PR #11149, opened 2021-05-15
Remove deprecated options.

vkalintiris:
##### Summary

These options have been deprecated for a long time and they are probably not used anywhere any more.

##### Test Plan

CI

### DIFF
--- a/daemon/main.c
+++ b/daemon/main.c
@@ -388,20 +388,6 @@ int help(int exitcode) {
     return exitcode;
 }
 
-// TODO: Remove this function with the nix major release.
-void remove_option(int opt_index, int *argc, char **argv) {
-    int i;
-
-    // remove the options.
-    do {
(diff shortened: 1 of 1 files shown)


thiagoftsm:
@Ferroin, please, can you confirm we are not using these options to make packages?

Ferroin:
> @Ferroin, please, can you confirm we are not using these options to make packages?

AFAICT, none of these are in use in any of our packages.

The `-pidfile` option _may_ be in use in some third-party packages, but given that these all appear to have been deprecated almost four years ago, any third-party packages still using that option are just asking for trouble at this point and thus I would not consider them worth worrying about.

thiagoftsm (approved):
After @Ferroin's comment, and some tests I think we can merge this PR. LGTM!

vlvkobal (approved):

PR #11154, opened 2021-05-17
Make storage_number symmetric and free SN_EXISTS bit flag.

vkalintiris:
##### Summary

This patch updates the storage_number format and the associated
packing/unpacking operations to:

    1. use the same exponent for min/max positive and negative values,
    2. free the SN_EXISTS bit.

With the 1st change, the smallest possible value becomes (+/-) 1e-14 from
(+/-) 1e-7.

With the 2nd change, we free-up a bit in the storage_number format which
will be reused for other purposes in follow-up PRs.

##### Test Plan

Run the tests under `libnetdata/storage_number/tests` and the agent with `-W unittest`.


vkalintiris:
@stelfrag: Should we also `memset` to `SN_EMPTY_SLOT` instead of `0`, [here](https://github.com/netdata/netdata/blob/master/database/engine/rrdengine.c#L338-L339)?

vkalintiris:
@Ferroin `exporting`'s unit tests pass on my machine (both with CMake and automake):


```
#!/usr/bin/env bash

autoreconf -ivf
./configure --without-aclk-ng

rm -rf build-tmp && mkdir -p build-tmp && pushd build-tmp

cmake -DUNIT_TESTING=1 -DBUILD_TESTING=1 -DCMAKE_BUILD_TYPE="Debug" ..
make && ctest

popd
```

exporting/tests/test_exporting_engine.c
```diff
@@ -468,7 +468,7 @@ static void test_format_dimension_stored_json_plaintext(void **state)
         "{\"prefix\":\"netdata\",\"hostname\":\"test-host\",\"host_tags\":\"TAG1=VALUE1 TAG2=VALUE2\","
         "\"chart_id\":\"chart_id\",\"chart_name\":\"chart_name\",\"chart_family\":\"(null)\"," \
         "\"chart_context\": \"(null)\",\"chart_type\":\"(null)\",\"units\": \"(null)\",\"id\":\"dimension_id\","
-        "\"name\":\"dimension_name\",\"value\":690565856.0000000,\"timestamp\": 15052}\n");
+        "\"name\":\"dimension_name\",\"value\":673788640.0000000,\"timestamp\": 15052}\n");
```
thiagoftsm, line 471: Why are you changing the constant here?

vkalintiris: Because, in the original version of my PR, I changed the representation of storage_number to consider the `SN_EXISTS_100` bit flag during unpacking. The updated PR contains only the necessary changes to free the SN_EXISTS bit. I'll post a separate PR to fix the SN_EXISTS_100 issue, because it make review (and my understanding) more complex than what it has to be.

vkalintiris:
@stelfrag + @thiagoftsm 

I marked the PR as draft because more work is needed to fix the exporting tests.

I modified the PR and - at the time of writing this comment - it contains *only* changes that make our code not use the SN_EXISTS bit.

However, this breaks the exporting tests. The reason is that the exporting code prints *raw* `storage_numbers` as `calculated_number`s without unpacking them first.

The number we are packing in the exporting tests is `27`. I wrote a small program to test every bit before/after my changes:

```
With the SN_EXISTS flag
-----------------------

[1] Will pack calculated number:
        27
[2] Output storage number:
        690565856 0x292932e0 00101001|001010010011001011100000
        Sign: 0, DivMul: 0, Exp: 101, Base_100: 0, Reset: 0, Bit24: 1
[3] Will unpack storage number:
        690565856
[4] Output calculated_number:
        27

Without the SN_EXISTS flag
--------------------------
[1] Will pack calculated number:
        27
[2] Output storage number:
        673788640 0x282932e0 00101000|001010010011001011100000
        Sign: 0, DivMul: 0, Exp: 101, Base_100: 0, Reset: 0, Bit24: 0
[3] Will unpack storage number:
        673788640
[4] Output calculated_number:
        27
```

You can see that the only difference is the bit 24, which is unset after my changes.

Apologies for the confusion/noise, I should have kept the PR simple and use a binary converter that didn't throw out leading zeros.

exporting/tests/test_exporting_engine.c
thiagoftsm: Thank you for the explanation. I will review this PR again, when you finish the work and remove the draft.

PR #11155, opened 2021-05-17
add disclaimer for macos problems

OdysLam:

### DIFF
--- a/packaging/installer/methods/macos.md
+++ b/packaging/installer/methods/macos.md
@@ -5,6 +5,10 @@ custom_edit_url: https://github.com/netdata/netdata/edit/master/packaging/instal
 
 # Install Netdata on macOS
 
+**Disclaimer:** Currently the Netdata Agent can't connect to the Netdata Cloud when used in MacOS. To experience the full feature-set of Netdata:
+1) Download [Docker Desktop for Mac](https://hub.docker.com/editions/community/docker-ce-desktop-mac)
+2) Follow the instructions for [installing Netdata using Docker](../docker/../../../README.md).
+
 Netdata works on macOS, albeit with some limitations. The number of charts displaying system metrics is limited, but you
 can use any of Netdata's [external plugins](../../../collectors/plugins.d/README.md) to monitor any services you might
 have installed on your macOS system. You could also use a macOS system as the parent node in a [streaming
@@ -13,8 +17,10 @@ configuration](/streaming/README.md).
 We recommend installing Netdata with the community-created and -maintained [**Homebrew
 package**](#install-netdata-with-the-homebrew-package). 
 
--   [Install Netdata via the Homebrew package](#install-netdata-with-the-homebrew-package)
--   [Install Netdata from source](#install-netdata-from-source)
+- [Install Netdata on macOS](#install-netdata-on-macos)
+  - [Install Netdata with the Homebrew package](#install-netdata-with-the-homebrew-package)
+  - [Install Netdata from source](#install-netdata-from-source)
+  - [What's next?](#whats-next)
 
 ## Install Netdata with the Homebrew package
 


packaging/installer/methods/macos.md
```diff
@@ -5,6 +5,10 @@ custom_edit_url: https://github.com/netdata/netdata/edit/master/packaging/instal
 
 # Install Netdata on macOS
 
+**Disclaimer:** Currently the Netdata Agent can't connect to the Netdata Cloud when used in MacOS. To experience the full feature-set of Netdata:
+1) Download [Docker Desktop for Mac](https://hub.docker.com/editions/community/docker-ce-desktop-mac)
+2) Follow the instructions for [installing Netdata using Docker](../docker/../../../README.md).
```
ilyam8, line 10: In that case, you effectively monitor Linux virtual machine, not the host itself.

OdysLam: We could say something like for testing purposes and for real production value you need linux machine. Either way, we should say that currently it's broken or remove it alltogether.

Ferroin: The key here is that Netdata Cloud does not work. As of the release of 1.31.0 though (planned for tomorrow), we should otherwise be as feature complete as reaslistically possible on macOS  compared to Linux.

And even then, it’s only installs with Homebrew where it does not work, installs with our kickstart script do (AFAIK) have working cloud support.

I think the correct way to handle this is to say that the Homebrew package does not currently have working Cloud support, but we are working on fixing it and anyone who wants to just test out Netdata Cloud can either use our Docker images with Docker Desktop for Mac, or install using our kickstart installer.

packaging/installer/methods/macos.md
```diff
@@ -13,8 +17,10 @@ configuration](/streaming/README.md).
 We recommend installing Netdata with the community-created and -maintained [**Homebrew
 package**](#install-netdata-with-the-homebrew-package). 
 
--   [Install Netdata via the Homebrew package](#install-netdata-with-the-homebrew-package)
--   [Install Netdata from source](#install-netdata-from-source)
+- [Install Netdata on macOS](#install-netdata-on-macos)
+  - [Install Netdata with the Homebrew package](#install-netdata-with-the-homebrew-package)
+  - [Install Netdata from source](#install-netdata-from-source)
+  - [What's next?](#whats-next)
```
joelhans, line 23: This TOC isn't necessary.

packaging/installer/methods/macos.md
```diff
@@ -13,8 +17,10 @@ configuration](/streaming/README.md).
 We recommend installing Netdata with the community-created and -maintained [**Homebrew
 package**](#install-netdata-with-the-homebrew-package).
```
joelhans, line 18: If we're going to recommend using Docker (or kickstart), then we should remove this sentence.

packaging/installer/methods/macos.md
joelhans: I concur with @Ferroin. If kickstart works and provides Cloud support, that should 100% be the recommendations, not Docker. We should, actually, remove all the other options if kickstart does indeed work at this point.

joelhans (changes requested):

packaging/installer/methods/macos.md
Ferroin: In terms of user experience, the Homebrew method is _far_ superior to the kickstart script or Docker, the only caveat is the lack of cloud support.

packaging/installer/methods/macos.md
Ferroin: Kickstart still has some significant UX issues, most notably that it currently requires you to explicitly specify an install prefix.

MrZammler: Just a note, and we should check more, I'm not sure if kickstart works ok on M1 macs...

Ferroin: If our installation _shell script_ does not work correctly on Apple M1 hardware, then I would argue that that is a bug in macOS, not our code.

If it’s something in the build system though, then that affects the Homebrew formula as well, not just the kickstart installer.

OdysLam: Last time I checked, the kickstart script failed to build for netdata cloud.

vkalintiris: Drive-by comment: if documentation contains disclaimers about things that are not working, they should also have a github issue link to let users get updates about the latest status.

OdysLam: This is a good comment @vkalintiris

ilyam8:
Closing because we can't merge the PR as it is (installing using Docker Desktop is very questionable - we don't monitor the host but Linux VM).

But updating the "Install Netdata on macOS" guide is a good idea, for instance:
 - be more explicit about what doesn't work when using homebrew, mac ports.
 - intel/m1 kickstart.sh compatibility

------------------------------------------------------------

From the material, report only how many lines include the word "possible".

2